Since this is a header-only part, it does not include working with UTF encodings and simplified Unicode.
- The full version, requiring the connection of the entire library (`"include/simstr/sstring.h"`), adds its string types with
the ability to store and modify strings, works with UTF encodings and simplified Unicode.
The library does not pretend to be a "changed header and everything worked better" - it gets along well with standard strings
and does not change the behavior of existing code working with them. I tried to make many methods in it compatible
with `std::string` and `std::string_view`, but I didn't bother with this much. Rewriting your code to work with `simstr`
will require some effort, but I assure you that it will pay off. And thanks to compatibility with standard strings, this work can be done
in stages, in small pieces. Creating new code for working with strings with its use is easy and enjoyable :)
The main difference between `simstr` and `std::string` is that not a single universal class is used for working with strings, but several
types of objects, each of which is good for its own purposes, and at the same time interact well with each other.
If you actively used `std::string_view` and understood its advantages and disadvantages compared to `std::string`,
then the `simstr` approach will also be clear to you.
## Key Features of the Library
When using only `#include "simstr/strexpr.h"`:
- Support for working with strings `char`, `char8_t`, `char16_t`, `char32_t`, `wchar_t`.
- Powerful and extensible *"String Expressions"* system.
Allows you to efficiently implement the conversion and addition (concatenation) of strings, string literals, numbers (and possibly other objects),
achieving significant acceleration of string operations.
Compatible with both `simstr` string objects and standard strings (`std::basic_string`,
`std::basic_string_view`), which allows you to apply fast concatenation even where it is not yet possible to abandon standard strings.
Also allows you to mix strings of compatible character types in operations.
- Constant string functions (do not change the original string):
- Getting substrings.
- Comparing strings, comparing strings ignoring the case of ASCII characters.
- Searching for substrings and characters - from the beginning or from the end of the string.
- Various trimming of strings - right, left, everywhere, by whitespace characters, by specified characters.
- Replacing substrings (creating a copy of the string with the replacement).
- Replacing a set of characters with a set of corresponding substrings (creating a copy of the string with the replacement).
- Merging (join) containers of strings into a single string, with specifying separators and options - "skip empty", "separator after last".

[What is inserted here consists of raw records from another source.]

PR #4219, opened 2022-09-14
Successive upgrades in hotbuild via keybind

ChessBerry:
Hello everyone, 

this PR is a proposed feature addition to hotbuild, namely being able to queue successive upgrades using the upgrade keybind, instead of having to use a mouse click.

Upgrading e.g. a T1 factory to T3 in one go previously required a mouse click to queue the upgrade to T3, if the upgrade to T2 was not finished. 
Now, pressing the upgrade hotkey on your keyboard a second time does queue the upgrade to T3, regardless of if the T2 upgrade is finished or not.

I tested it with factories, radars and sonars of different factions, and even with adding units into a factory queue between the T2 and T3 upgrade and it seems to work as intended.

TODO: I don't know how to adjust the icon in the command card so that it shows the correct keybind as, right now, the T3 upgrade doesn't show a keybind at all if the T2 upgrade is queued but not finished yet.

Tell me what you think :)

### DIFF
--- a/lua/keymap/hotbuild.lua
+++ b/lua/keymap/hotbuild.lua
@@ -577,13 +577,13 @@ end
 -- Doing this fully recursively is probably overkill as the support fac / HQ is the only time when there are more than
 -- two possible upgrade paths, and the cybran shield is the only building with more than two successive upgrades, but
 -- hacking it together didn't feel right, hence the 'better' recursive solution.
-function issueUpgradeCommand(upgrades, buildableCategories)
+function IssueUpgradeCommand(upgrades, buildableCategories)
     local success = false
     for _, upgr in upgrades do
         local bp = __blueprints[upgr]
         successiveUpgrades = upgradeTab[bp.BlueprintId] or {bp.General.UpgradesTo}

- Splitting strings into parts by a specified delimiter. Splitting is possible immediately into a container with strings, or by calling a functor for
each substring, or by iterating using the `Splitter` iterator.

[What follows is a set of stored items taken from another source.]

PR #4221, opened 2022-09-16
Add experimental features to the Atlantis

Garanas:
Adjusts two properties of the Atlantis:
- (1) Collision box that fits the unit mesh
- (2) Allow anti air weapons to fire while underwater

## Collision Box 

image
_Left is the adjusted collision box, right is the current collision box_ 

Reduces the collision box of the Atlantis. Vertically it extended a lot, way beyond the mesh of the Atlantis. As a consequence the Atlantis is one of the easiest submarines to hit with ground fire. This is now more difficult, but still possible.

## Anti air weapons

https://user-images.githubusercontent.com/15778155/190701246-4ef041e7-a69d-4b1a-b856-64af80a06e4c.mp4

Allows the anti air weapons of the Atlantis to fire while they are underwater. This would be unique - as an experimental unit should be. This significantly increases its anti air possibilities, as it can remain safely underwater. Ideally, I'd also like it to retarget the sam flayers when the target is destroyed. This is an experimental unit after all. A lot of salvo's are lost because the 2nd salvo is launched right before the first salvo destroyers the original target.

- Functions for modifying standard strings with string expressions:
- str::append, str::prepend, str::insert, str::change - change str::string with string expressions,
for example `str::append(text, "count = "_ss + count)`.
- str::replace - replaces occurrences of the search substring with a replacement string or string expression.

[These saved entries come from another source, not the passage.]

PR #4222, opened 2022-09-16
Add experimental features to the CZAR

Garanas:
Adjusts one property of the CZAR:
- (1) Allows its primary weapon (the ever devastating beam) to target submerged units

## Quantum Beam Generator

https://user-images.githubusercontent.com/15778155/190704724-49f4a601-c86f-4c7b-ac5f-7fbd16c96162.mp4

Allows the quantum beam generator to target submarines as usual. The splash damage of the beam is so significant that it can damage then anyway, but currently it requires you to manually ground fire. This is an experimental unit - it should be able to decipher how it can target submarines.

Visually it doesn't look that great yet, we'll fix that once it is merged


Penguin5:
Does this allow it to do any more damage to submerged units than it presently can?

Garanas:
No, it just allows it to enable its beam and aim for them as it would with any other unit.

speed2CZ:
Dont all the other units need to ground fire as well?
This also makes the depth charges kinda obsolete.

Tagada14:
The Balance team has discussed this feature and decided against it.
It would remove a micro aspect which is not the direction we want to go. Supcom already puts very little emphasis on micro and ground firing is a decent micro depth that we don't want to remove.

If the substring is not found, the string expression is not even evaluated.
- str::make_ascii_upper, str::make_ascii_lower - change the case of ASCII characters.
- Parsing integers with the possibility of "fine" tuning at compile time - you can set options for checking overflow,
skipping whitespace characters, a specific radix or auto-selection by prefixes `0x`, `0`, `0b`, `0o`,
the admissibility of the `+` sign. Parsing is implemented for all types of strings and characters.
- Parsing double for `char` and `wchar_t`, as well as character types compatible with them in size.
When using the full version of the library:
- Everything that is listed above, plus
- Additional efficient string objects - `sstring` (shared string), `lstring` (local string).
- `lstring` - supports many mutable operations with strings - various replacements, insertions, deletions, etc.
Allows you to set the size for the internal character buffer, which can turn *Small String Optimization* into *Big String Optimization* :).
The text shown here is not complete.